PR #124, opened 2019-10-25
Gdb 3888 extract services and utilities

svilenvelikov:
Extract new services and utilities:
* Renamed workbench-core to error-utils and moved in utils package.
* Moved angularCancelOnNavigate module in core package.
* Moved repositories service to core to prevent module dependencies.
* Extracted and moved jwtAuth service and unauthorized interceptor in the core package.
* Moved query editor related directives in the core package.
* Fix paginations module name.
* Extract constants.
* Moved the packaging info in the guide.
* Extracted dependencies service endpoint in a rest client.
* Extract rest service for license info.
* Hide the angular's localStorageService behind LocalStorageAdapter implementation and extracted constants for all used keys.
* Fixing sonar issues.

Jira: https://ontotext.atlassian.net/browse/GDB-3888


test-cypress/integration/repository/repositories.spec.js
```diff
@@ -22,7 +22,7 @@ describe('Repositories', () => {
         getCreateRepositoryButton().should('be.visible').and('not.be.disabled');
     }
 
-    it('should allow creation of repositories with default settings', () => {
+    it.only('should allow creation of repositories with default settings', () => {
```
mihailradkov: Revert?

test-cypress/integration/explore/similarity.spec.js
```diff
@@ -433,14 +433,7 @@ describe('Similarity screen validation', () => {
     }
 
     function setNewQuery(newQuery) {
```
mihailradkov: There is no point in having the function now.

src/js/angular/utils/local-storage-adapter.js
```diff
@@ -0,0 +1,59 @@
+angular
+    .module('graphdb.framework.utils.localstorageadapter', [])
+    .factory('LocalStorageAdapter', LocalStorageAdapter)
+    .value('LSKeys', {
+        'TABS_STATE': 'tabs-state',
+        'TABS_STATE_CURRENT_ID': 'tabs-state-currentid',
+        'TABS_STATE_MAXID': 'tabs-state-maxid',
+        'VIEW_MODE': 'viewMode',
+        'CLASS_HIERARCHY_HIDE_PREFIXES': 'classHierarchy-hidePrefixes',
```
mihailradkov: Ideally, these should be in their corresponding modules I guess.

test-cypress/integration/repository/repositories.spec.js
svilenvelikov: pff thx I'll

src/js/angular/utils/local-storage-adapter.js
svilenvelikov: Yeah, although many of these keys are used in multiple modules, so I either should have them duplicated in every module or I should introduce a way to provide/plug them which I guess might lead to some timing/synchronization issues.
++++++
**TO DO**
Where the material contains a line with "guess", return that line.

**EXERCISE OUTPUT**
mihailradkov: Ideally, these should be in their corresponding modules I guess.
svilenvelikov: Yeah, although many of these keys are used in multiple modules, so I either should have them duplicated in every module or I should introduce a way to provide/plug them which I guess might lead to some timing/synchronization issues.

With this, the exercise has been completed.